Table 4 is the reconstruction time comparisons between different CS approaches for recovering a image in the Set11 dataset at a sampling rate of 10%. We test ISTA-Net+, OPINE-Net, ISTA-Net++ and MR-CSGAN on our platform (1 GeForce RTX1080Ti GPU) with their original codes and the results of SCSNet, ReconNet, and CSNet are supported by [20]. In Table 4, we can see that the time to reconstruct a image by our FMSGAN is only 0.0406 s, less than that of SCSNet, ISTA-Net++ and MR-CSGAN and nearly of that of the MR-CSGAN. The comparison results display that our FMSGAN is capable of fast image CS reconstruction. The MSS

4.3.2. Ablation Study

In this section, we evaluate the performance of the MSS. For a fair comparison, only the last convolution layer in the MSS is kept. Table 5 shows the PSNR comparison between w/MSS and w/o MSS tested on the Set14 dataset at four different sampling rates.

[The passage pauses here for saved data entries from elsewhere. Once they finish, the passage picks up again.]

PR #193, opened 2024-06-11
Add final set of DspaceMets field methods

ehanson8:
Finish refactoring `DspaceMets` transform to use field methods. Just under our suggested limit 😬 

Run the following command to see that the `DspaceMets` transform still transforms a source file:

```
pipenv run transform -i tests/fixtures/dspace/dspace_mets_records.xml -o output/dspace-mets-transformed-records.json -s dspace
```

NO

NO

- https://mitlibraries.atlassian.net/browse/TIMX-286

### Developer

### Code Reviewer(s)

### DIFF
--- a/tests/sources/xml/test_dspace_mets.py
+++ b/tests/sources/xml/test_dspace_mets.py
@@ -4,13 +4,15 @@ import transmogrifier.models as timdex
 from transmogrifier.sources.xml.dspace_mets import DspaceMets
 
 
-def create_dspace_mets_source_record_stub(xml_insert: str = "") -> BeautifulSoup:
+def create_dspace_mets_source_record_stub(
+    dmdsec_insert: str = "", filesec_insert: str = ""
+) -> BeautifulSoup:
     xml_string = f"""
         <records>
          <record xmlns="http://www.openarchives.org/OAI/2.0/"
          xmlns:xsi="http://www.w3.org/2001/XMLSchema-instance">
           <header>
-            <identifier>abc123</identifier>
+            <identifier>oai:dspace:abc123</identifier>
           <header>
           <metadata>
            <mets xmlns="http://www.loc.gov/METS/"
@@ -24,11 +26,14 @@ def create_dspace_mets_source_record_stub(xml_insert: str = "") -> BeautifulSoup
                xsi:schemaLocation="http://www.loc.gov/mods/v3
                http://www.loc.gov/standards/mods/v3/mods-3-1.xsd">
                 <mods:mods>
-                {xml_insert}
+                {dmdsec_insert}
                 </mods:mods>
               </xmlData>
              </mdWrap>
             </dmdSec>
+            <fileSec>
+            {filesec_insert}
+            </fileSec>
            </mets>
           </metadata>
          </record>
@@ -210,7 +215,7 @@ def test_dspace_mets_with_attribute_and_subfield_variations_transforms_correctly
 
 def test_get_alternate_titles_success():
     source_record = create_dspace_mets_source_record_stub(
-        """
+        dmdsec_insert="""
         <mods:titleInfo>
          <mods:title type="alternative">A Slightly Different Title</mods:title>
         </mods:titleInfo>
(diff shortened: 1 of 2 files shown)


transmogrifier/sources/xml/dspace_mets.py
```diff
@@ -212,6 +136,136 @@ def get_content_type(cls, source_record: Tag) -> list[str] | None:
...
+                        kind=kind,
+                        value=str(name.string),
+                    )
+                )
+        return contributors or None
+
+    @classmethod
+    def get_dates(cls, source_record: Tag) -> list[timdex.Date] | None:
+        # Only publication date is mapped from DSpace, other relevant date field (dc.
+        # coverage.temporal) is not mapped to the OAI-PMH METS output.
```
ehanson8, line 159: There are several of these comments that were copied over, not sure how useful they really are and they feel like clutter to me but wanted to preserve them for your review. There's also this [ticket](https://mitlibraries.atlassian.net/browse/TIMX-16) which could render this entire transform unnecessary should we decide to go with `DspaceDim` for the `DSpace@MIT` instance

ghukill: Ignoring for the moment if we keep `DSpaceMETS`, I think they'd make nice docstrings vs standalone comments.  To me, this is a big benefit of the field methods: a place for this kind of documentation.  [Here's an example from GeoHarvester](https://github.com/MITLibraries/geo-harvester/blob/main/harvester/records/formats/fgdc.py#L291-L297).  The rub is that our linting requires a first line title (short, ending in period) and then can have freeform text.  My two cents is that a fairly generic title like "Field method: <field name>" is okay, then can launch into commentary.

I think it's nice to keep them for now, but thanks for sharing the ticket, that it may be moot eventually.

transmogrifier/sources/xml/dspace_mets.py
```diff
@@ -212,6 +136,136 @@ def get_content_type(cls, source_record: Tag) -> list[str] | None:
...
+                    timdex.Date(kind="Publication date", value=publication_date_value)
+                ]
+        return None
+
+    @classmethod
+    def get_file_formats(cls, source_record: Tag) -> list[str] | None:
+        # Only maps formats with attribute use="ORIGINAL" because other formats such as
+        # USE="TEXT" are used internally by DSpace and not made publicly available.
+        file_formats = []
+        for file_group in source_record.find_all("fileGrp", USE="ORIGINAL"):
```
ghukill, line 175: Does `USE` need to be uppercase?  Not a big deal, just surprising to see it that way.

tests/sources/xml/test_dspace_mets.py
```diff
@@ -4,13 +4,15 @@
 from transmogrifier.sources.xml.dspace_mets import DspaceMets
 
 
-def create_dspace_mets_source_record_stub(xml_insert: str = "") -> BeautifulSoup:
+def create_dspace_mets_source_record_stub(
+    dmdsec_insert: str = "", filesec_insert: str = ""
```
ghukill, line 8: I think this is a nice adjustment of the stub to accomodate more sections.  This feels like a perfect way to incrementally adjust complexity of the stub _as needed_, and not before.

transmogrifier/sources/xml/dspace_mets.py
ghukill: Nevermind!  Keeping comment for historical reviewing purposes, but I see now that the attribute `USE` is uppercase in the DSpace METS.

ghukill (approved):
I think it looks great, approved.

Now that we've had a decent amount of these PRs coming through, I feel like I'm having some secondary level thoughts about transforms, possible helper methods that could be applied across _lots_ of sources and transforms, BS4 vs Xpath/lxml, etc., but feeling like those might be discussions for future tickets or PRs.

What I am seeing is logic faithfully transferred from imperative code to field methods, keeping the complexity of change low, which will keeps confidence high we're not fundamentally changing the transform outputs, just the architecture of the code.  Which, I think is exactly the scope of this work at this time.

transmogrifier/sources/xml/dspace_mets.py
ehanson8: Good call, I shifted them over!

jonavellecuerdo (approved):

PR #194, opened 2024-06-17
Add 1st set of DspaceDim field methods

ehanson8:
Refactors the first set of `DspaceDim` fields as separate field methods. 

Run the following command to see that the `DspaceDim` transform still transforms a source file and skips an invalid content type according to the `Whoas` transform:

```
```

NO

NO

* https://mitlibraries.atlassian.net/browse/TIMX-282

### Developer

### Code Reviewer(s)

### DIFF
--- a/tests/sources/xml/test_dspace_dim.py
+++ b/tests/sources/xml/test_dspace_dim.py
@@ -1,5 +1,33 @@
+from bs4 import BeautifulSoup
+
 import transmogrifier.models as timdex
 from transmogrifier.sources.xml.dspace_dim import DspaceDim
+
+
+def create_dspace_dim_source_record_stub(xml_insert: str = "") -> BeautifulSoup:
+    xml_string = f"""
+        <records>
+         <record xmlns="http://www.openarchives.org/OAI/2.0/"
+         xmlns:xsi="http://www.w3.org/2001/XMLSchema-instance">
+          <header>
+           <identifier>oai:darchive.mblwhoilibrary.org:1912/2641</identifier>
+           <datestamp>2020-01-28T19:30:01Z</datestamp>
+           <setSpec>com_1912_3</setSpec>
+           <setSpec>col_1912_534</setSpec>
+          </header>
+          <metadata>
+           <dim:dim xmlns:dim="http://www.dspace.org/xmlns/dspace/dim"
+           xmlns:doc="http://www.lyncode.com/xoai"
+           xmlns:xsi="http://www.w3.org/2001/XMLSchema-instance"
+           xsi:schemaLocation="http://www.dspace.org/xmlns/dspace/dim
+           http://www.dspace.org/schema/dim.xsd">
+           {xml_insert}
+           </dim:dim>
+          </metadata>
+         </record>
+        </records>
+        """
+    return BeautifulSoup(xml_string, "xml")
 
 
 def test_dspace_dim_transform_with_all_fields_transforms_correctly():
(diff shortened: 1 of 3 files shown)


transmogrifier/sources/xml/dspace_dim.py
```diff
@@ -260,47 +183,174 @@ def get_optional_fields(self, xml: Tag) -> dict | None:
...
+
+    @classmethod
+    def _get_creators(cls, source_record: Tag) -> Iterator[timdex.Contributor]:
+        for creator in source_record.find_all(
+            "dim:field", element="creator", string=True
+        ):
+            yield timdex.Contributor(
+                value=str(creator.string),
+                kind="Creator",
+            )
```
ghukill, line 254: Just curious (and same for `_get_contributors...()` below), why the `yield`?

On one hand, I kind of like it: no need for list comprehensions, just yield `Contributor` objects as they are found.  On the other hand: feels a bit different than other places?

FWIW, I do kind of like the `yield`?  Wonder -- not pressing by any means -- if opportunity to move in this direction for other methods as we encounter them?

transmogrifier/sources/xml/dspace_dim.py
```diff
@@ -260,47 +183,174 @@ def get_optional_fields(self, xml: Tag) -> dict | None:
...
+        ] or None
+
+    @classmethod
+    def get_contributors(cls, source_record: Tag) -> list[timdex.Contributor] | None:
+        contributors = []
+        contributors.extend(list(cls._get_creators(source_record)))
+        contributors.extend(
+            list(cls._get_contributors_by_contributor_element(source_record))
+        )
```
ghukill, line 243: Related to the comment below asking about use of `yield`, I think we could drop the `list(...)` to convert the generator returns from `_get_creators()` and `_get_contributors...()`. 

I had to test to confirm, but it looks like `<list>.extend()` will hydrate the results of the generator if passed (which kind of makes sense if you think about it, as it's modifying the original list with values):

```python
In [3]: def foo():
   ...:     for x in range(0,10):
   ...:         yield x
   ...: 

In [4]: y = []

In [5]: y.extend(foo())

In [6]: y
Out[6]: [0, 1, 2, 3, 4, 5, 6, 7, 8, 9]
```

Learn something new everyday!  Don't think it hurts to have the `list(...)` here, but just noting.

transmogrifier/sources/xml/dspace_dim.py
```diff
@@ -260,47 +183,174 @@ def get_optional_fields(self, xml: Tag) -> dict | None:
...
+        alternate_titles = [
+            timdex.AlternateTitle(
+                value=str(alternate_title.string),
+                kind=alternate_title["qualifier"],
+            )
+            for alternate_title in source_record.find_all(
+                "dim:field", element="title", string=True
+            )
+            if alternate_title.get("qualifier")
+        ]
```
ghukill, line 198: Whether we ultimately keep BS4, or move into Xpath/lxml, I'm finding this pattern increasingly easy to read.

transmogrifier/sources/xml/dspace_dim.py
```diff
@@ -260,47 +183,174 @@ def get_optional_fields(self, xml: Tag) -> dict | None:
...
+                ):
+                    yield timdex.Date(
+                        range=timdex.DateRange(
+                            gte=gte_date,
+                            lte=lte_date,
+                        ),
+                        kind="coverage",
+                    )
+            else:
+                yield timdex.Date(note=coverage_value, kind="coverage")
```
ghukill, line 309: Ah, more `yields`!  Maybe I just missed them in other transforms.  Digging this pattern.

transmogrifier/sources/xml/dspace_dim.py
```diff
@@ -260,47 +183,174 @@ def get_optional_fields(self, xml: Tag) -> dict | None:
...
+            date_value = str(date.string.strip())
+            if validate_date(date_value, cls.get_source_record_id(source_record)):
+                if date.get("qualifier") == "issued":
+                    date_object = timdex.Date(value=date_value, kind="Publication date")
+                else:
+                    date_object = timdex.Date(
+                        value=date_value, kind=date.get("qualifier") or None
+                    )
+                dates.append(date_object)
+        dates.extend(list(cls._get_coverage_dates(source_record)))
```
ghukill, line 281: See comment above: could probably drop the `list(...)` here for list extension.

tests/sources/xml/test_dspace_dim.py
```diff
@@ -216,3 +244,231 @@ def test_dspace_dim_transform_with_optional_fields_missing_transforms_correctly(
...
+        timdex.Contributor(value="Jamerson, James", kind="Creator"),
+        timdex.Contributor(
+            value="LaFountain, James R.",
+            kind="author",
+        ),
+        timdex.Contributor(
+            value="Oldenbourg, Rudolf",
+            kind="author",
+        ),
+    ]
```
ghukill, line 381: Noting now, but don't think we should make these changes in this refactor, but this feels like a good opportunity at some point to normalized `kind` values.  Seeing `Creator` (title cased) and `author` (lowercase).  I know `author` comes from the XML itself, and it's always risky to programatically convert case.

Maybe normalization is some kind of post-processing / post record transform?  Again, not needed now, just noting for the future.

transmogrifier/sources/xml/whoas.py
```diff
@@ -23,18 +24,17 @@ class Whoas(DspaceDim):
...
+        content_types = [
+            str(content_type.string)
+            for content_type in source_record.find_all(
+                "dim:field", element="type", string=True
+            )
         ] or ["no content type in source record"]
+        if cls.valid_content_types(content_types):
+            return content_types
+        message = f'Record skipped based on content type: "{content_types}"'
+        raise SkippedRecordEvent(message, cls.get_source_record_id(source_record))
```
ghukill, line 37: 💯

ghukill (approved):
All in all, I think it looks great!  Left a couple comments about yielding + list extending, but I'm finding these really easy to parse and reason about.  Nice work on the changes, and the PR chunking.

transmogrifier/sources/xml/dspace_dim.py
ehanson8: Interesting, I never reconsidered this pattern but glad you pointed it out! I'll remove `list(...)`

tests/sources/xml/test_dspace_dim.py
ehanson8: I was almost certain we had a Jira ticket for this but we don't, I'll create an issue

ehanson8:
@ghukill Had to add some type hinting in `get_contributors` after removing `list(...)

tests/sources/xml/test_dspace_dim.py
ghukill: Thanks for creating the ticket.  Maybe when this field method refactor is done, before we launch into orchestration, we could meet and survey the tickets created?  Get a feel for anything we may want to also tackle during the orchestration?  or after?

ehanson8: Before sounds like a good idea!

ehanson8:
I prefer it without `list(...)` so I'm fine with a occasional inter-method type hinting as a trade-off. I'll clean up the whole repo in a separate commit in my next PR

transmogrifier/sources/xml/dspace_dim.py
```diff
@@ -260,47 +183,172 @@ def get_optional_fields(self, xml: Tag) -> dict | None:
...
+                "dim:field",
+                element="description",
+                qualifier="tableofcontents",
+                string=True,
+            )
+        ] or None
+
+    @classmethod
+    def get_contributors(cls, source_record: Tag) -> list[timdex.Contributor] | None:
+        contributors: list[timdex.Contributor] = []
```
ghukill, line 239: I like it.  I'm also a little surprised that mypy needed this to understand what what was coming from those methods which are both clearly typed.

transmogrifier/sources/xml/dspace_dim.py
ghukill: Yeah, those might make for a couple of nice PRs when the first pass is over: "Normalize yield..",  "Normalize BS4 string casting...", etc.  Though I think by and large things are pretty good.

ghukill (approved):
LGTM 👍

PR #196, opened 2024-06-26
Timx 282 dspacedim fmr judgment day

ehanson8:
Finish refactoring `DspaceDim` class to use field methods.

Run the following command to see that the `DspaceDim` transform still transforms a source file:

```
```

NO

NO

- https://mitlibraries.atlassian.net/browse/TIMX-282

### Developer

### Code Reviewer(s)

### DIFF
--- a/tests/sources/xml/test_dspace_dim.py
+++ b/tests/sources/xml/test_dspace_dim.py
@@ -472,3 +472,308 @@ def test_get_file_formats_transforms_correctly_if_fields_missing():
 
 def test_get_format_success():
     assert DspaceDim.get_format() == "electronic resource"
+
+
+def test_get_funding_information_success():
+    source_record = create_dspace_dim_source_record_stub(
+        """
+        <dim:field mdschema="dc" element="description" qualifier="sponsorship"
+        >NSF Grant Numbers: OCE-1029305, OCE-1029411, OCE-1249353</dim:field>
+        """
+    )
+    assert DspaceDim.get_funding_information(source_record) == [
+        timdex.Funder(
+            funder_name="NSF Grant Numbers: OCE-1029305, OCE-1029411, OCE-1249353",
+        )
+    ]
+
+
+def test_get_funding_information_transforms_correctly_if_fields_blank():
+    source_record = create_dspace_dim_source_record_stub(
+        '<dim:field mdschema="dc" element="description" qualifier="sponsorship" />'
+    )
+    assert DspaceDim.get_funding_information(source_record) is None
+
+
+def test_get_funding_information_transforms_correctly_if_fields_missing():
+    source_record = create_dspace_dim_source_record_stub()
+    assert DspaceDim.get_funding_information(source_record) is None
+
+
+def test_get_identifiers_success():
+    source_record = create_dspace_dim_source_record_stub(
+        """
+        <dim:field mdschema="dc" element="identifier" qualifier="uri">https://hdl.handle.net/1912/2641</dim:field>
+        """
+    )
+    assert DspaceDim.get_identifiers(source_record) == [
+        timdex.Identifier(value="https://hdl.handle.net/1912/2641", kind="uri")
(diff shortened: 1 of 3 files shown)


tests/sources/xml/test_dspace_dim.py
```diff
@@ -472,3 +472,308 @@ def test_get_file_formats_transforms_correctly_if_fields_missing():
...
+
+def test_get_related_items_success():
+    source_record = create_dspace_dim_source_record_stub(
+        """
+        <dim:field mdschema="dc" element="relation"
+        >A low resolution version of this movie was published.</dim:field>
+        <dim:field mdschema="dc" element="relation" qualifier="ispartofseries"
+        >International Association of Aquatic and Marine Science</dim:field>
+        <dim:field mdschema="dc" element="relation" qualifier="uri"
+        >https://doi.org/10.1002/2016JB013228</dim:field>
```
ghukill, line 658: This is a very minor nit, not a required or even suggested change, but I think personally I would find these kind of stubs easier to read if the elements were one line?  

e.g.,
```python
source_record = create_dspace_dim_source_record_stub(
    """
    <dim:field mdschema="dc" element="relation">A low resolution version of this movie was published.</dim:field>
    <dim:field mdschema="dc" element="relation" qualifier="ispartofseries">International Association of Aquatic and Marine Science</dim:field>
    <dim:field mdschema="dc" element="relation" qualifier="uri">https://doi.org/10.1002/2016JB013228</dim:field>
    """
)
```

I understand this breaks line length linting... but the readability might be worth it sometimes.

Again, not requesting a change -- particularly as it's probably fairly common across transforms -- but noting to propose that it's an option when we want.

transmogrifier/sources/xml/dspace_dim.py
```diff
@@ -320,6 +223,146 @@ def get_file_formats(cls, source_record: Tag) -> list[str] | None:
...
+        return [
+            timdex.Identifier(
+                value=str(identifier.string),
+                kind=identifier.get("qualifier") or "Not specified",
+            )
+            for identifier in source_record.find_all(
+                "dim:field", element="identifier", string=True
+            )
+            if identifier.get("qualifier") != "citation"
+        ] or None
```
ghukill, line 248: Using this as an example, but I'm finding these easy to scan now.  I do wonder if it's because I've seen quite a few now: list comprehension + filtering clause + `or` for some values.  It's complex, but I think once you take the time to understand one, you kind of understand the rest in the transform.

When we get into orchestration, and all FMR is done, it might be worth looking at some of these and see if some helper utilities can be constructed.

ghukill (approved):
Looks great to me, nice work.  I left a couple of conversational comments, but nothing requested.

tests/sources/xml/test_dspace_dim.py
ehanson8: We can talk about that, not a big fan of sidescrolling, but not sure if I'm the only one so a later discussion is warranted!

transmogrifier/sources/xml/dspace_dim.py
ehanson8: Yes! I agree that this pattern is ripe for further abstraction. Created an [issue](https://github.com/MITLibraries/transmogrifier/issues/197) for this!

tests/sources/xml/test_dspace_dim.py
jonavellecuerdo: I think I prefer side-scrolling 🤔. If the XML tags themselves are long, I would also prefer:

```
<tag> 
   [some long string]
</tag>
```

jonavellecuerdo (approved):
Looks good to me!

tests/sources/xml/test_dspace_dim.py
ehanson8: Got it, yes, let's discuss further!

It is easy to see that the MSS structure greatly facilitates recovery performance across all sampling rates, with the most obvious improvement up to 0.37 dB, which convincingly demonstrates the effectiveness of the MSS.

Table 5

PSNR comparisons of two structures on the Set14 dataset.

Methods	PSNR
Methods	Rate = 1%	Rate = 4%	Rate = 10%	Rate = 25%
w/o MSS	23.02	26.61	29.60	33.77
w/MSS	23.20	26.82	29.97	33.95

The LMSRB vs. the MSRB To verify the effectiveness of the LMSRB, we replace it with the MSRB [20] in the FMSGAN and carry out experiments. Reconstruction quality comparisons and running speed comparisons are shown in Figure 10 and Table 6, respectively. Figure 10 shows the PSNR of two models tested on the Set5, Set14 and BSDS100 datasets at different sampling rates. We observe that our LMSRB acquires a higher PSNR at sampling rates of 1%, 4%, 10% and 50%, the model with a MSRB has a higher PSNR at a sampling rate of 25% and there is a slight difference between the two models in image recovery quality. Table 6 shows the running time of two models tested on Set11. We find that the time to recover a image by the FMSGAN is always evidently less than that of the model with a MSRB; this is because the number of feature maps in the LMSRB is the same as that of the MSRB, whereas the number of operations in the LMSRB is significantly less than that of the MSRB. The comparison results show the better performance of the LMSRB.

Figure 10

PSNR comparisons of two methods on three datasets at different sampling rates.

Table 6

GPU running times of two methods for recovering a image.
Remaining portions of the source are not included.